Before starting any debugging validation:

- [ ] Classified task type? (Long-running vs Exploratory)
- [ ] If long-running: Limited to 1-2 GPUs?
- [ ] If long-running: Selected single task for full validation?
- [ ] Remaining GPUs allocated for exploration?
- [ ] Execution plan output with all required sections?
- [ ] Stopping criteria defined?
- [ ] No user override requested? (Default conservative behavior)

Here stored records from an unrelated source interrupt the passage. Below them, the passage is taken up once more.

PR #385, opened 2020-02-21
Inject product dependencies into local generate java projects

ferozco:
## Before this PR
We did not embed product dependencies into locally generated Java projects

## After this PR
==COMMIT_MSG==
Embed product dependencies in locally generated Java projects using `"recommended-product-dependencies"` in Conjure IR extensions
==COMMIT_MSG==

## Possible downsides?
N/A


gradle-conjure/build.gradle
```diff
@@ -24,7 +24,8 @@ dependencies {
     compile project(':gradle-conjure-api')
     compile 'com.google.guava:guava'
     compile 'com.palantir.sls.versions:sls-versions'
-    compile 'com.fasterxml.jackson.core:jackson-databind'
+    compile 'com.palantir.conjure.java.runtime:conjure-java-jackson-serialization'
+    compile 'com.palantir.sls-packaging:gradle-recommended-product-dependencies'
```
iamdanfox: might as well use `implementation` for these? I know nobody should be compiling against these, but worth sticking to best practises?

gradle-conjure/src/main/java/com/palantir/gradle/conjure/ConjureJavaLocalCodegenPlugin.java
```diff
@@ -134,4 +150,17 @@ private static void createGenerateTask(
...
+    private static Set<ProductDependency> extractProductDependencies(File irFile) {
+        try {
+            MinimalConjureDefinition conjureDefinition =
+                    OBJECT_MAPPER.readValue(irFile, MinimalConjureDefinition.class);
+            return conjureDefinition
+                    .extensions()
+                    .map(MinimalConjureDefinition.Extensions::productDependencies)
+                    .orElseGet(Collections::emptySet);
+        } catch (IOException e) {
+            throw new SafeRuntimeException("Failed to parse conjure definition", e);
```
iamdanfox, line 163: wasn't the idea that we should be able to limp onwards whatever the block contains?

gradle-conjure/build.gradle
```diff
@@ -24,7 +24,8 @@ dependencies {
     compile project(':gradle-conjure-api')
     compile 'com.google.guava:guava'
     compile 'com.palantir.sls.versions:sls-versions'
-    compile 'com.fasterxml.jackson.core:jackson-databind'
+    compile 'com.palantir.conjure.java.runtime:conjure-java-jackson-serialization'
```
iamdanfox: do we _really_ need all this? jackson afterburner etc?

ferozco: I just wanted access to a consistent well configured object mapper, wasn't overly concerned about all the dependencies

gradle-conjure/src/main/java/com/palantir/gradle/conjure/ConjureJavaLocalCodegenPlugin.java
ferozco: We fail if the block exists and it contains a `recommended-product-dependencies` field which has something thing that doesn't look like product dependencies. I thought it was preferable to fail in this case rather than silently ignore malformed pdeps

gradle-conjure/src/test/groovy/com/palantir/gradle/conjure/ConjureJavaLocalCodegenPluginIntegrationSpec.groovy
```diff
@@ -139,6 +141,53 @@ class ConjureJavaLocalCodegenPluginIntegrationSpec extends IntegrationSpec {
...
+
+        when:
+        ExecutionResult result = runTasksSuccessfully('jar')
+
+        then:
+        result.wasExecuted(':conjure-api:compileJava')
+        result.wasExecuted(':conjure-api:generateConjure')
+
+        def recommendedProductDependencies = readRecommendedProductDeps(file('conjure-api/build/libs/conjure-api-1.0.0.jar'))
+        recommendedProductDependencies == '{"recommended-product-dependencies":[{' +
```
iamdanfox, line 182: weren't we gonna call this `sls-recommended-product-dependencies` for consistency with what we embed in the jar manifest?

ferozco: The Jar manifest looks like: 
```
Sls-Recommended-Product-Dependencies: {"recommended-product-dependencies
 ":[{"product-group":"com.palantir.food","product-name":"foo-server","mi
 nimum-version":"3.9.0","maximum-version":"3.x.x","recommended-version":
 "3.9.0"}]}
```

So I made it `recommended-predocut-dependencies` consistent with the inner json

ferozco: @iamdanfox We haven't released the change yet so we can make adjustments, but this seemed like a a nice level of consistency

iamdanfox (approved):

Before proposing any code modification:

- [ ] Bug reproducible with specific test cases?
- [ ] Root cause isolated (not just symptoms)?
- [ ] At least 3 independent test runs confirming the issue?
- [ ] Alternative explanations ruled out?
- [ ] Mechanism of bug clearly understood?
- [ ] Evidence documented in findings.md?

---

## 11. Rule Violations

The following actions **VIOLATE** this rule:

1. Using all 6+ GPUs for a single 100-sample validation
2. Running full validation on all tasks without completing single-task first
3. Starting long validation without outputting execution plan
4. Not reserving GPUs for exploration when ≥4 GPUs available
5. Scaling up without meeting conditions in Section 4
6. **Modifying code before gathering sufficient evidence** (Section 8)
7. Proposing fixes based on single test failure or speculation
8. Changing multiple code locations simultaneously without isolation testing

---

## 12. Integration with Other Rules

This rule works alongside:
- `gpu-testing.md`: GPU type detection and basic allocation
- `planning-with-files.md`: Progress tracking for long validations
- `testing.md`: Test script conventions

When conflicts arise, this rule takes precedence for debugging scenarios.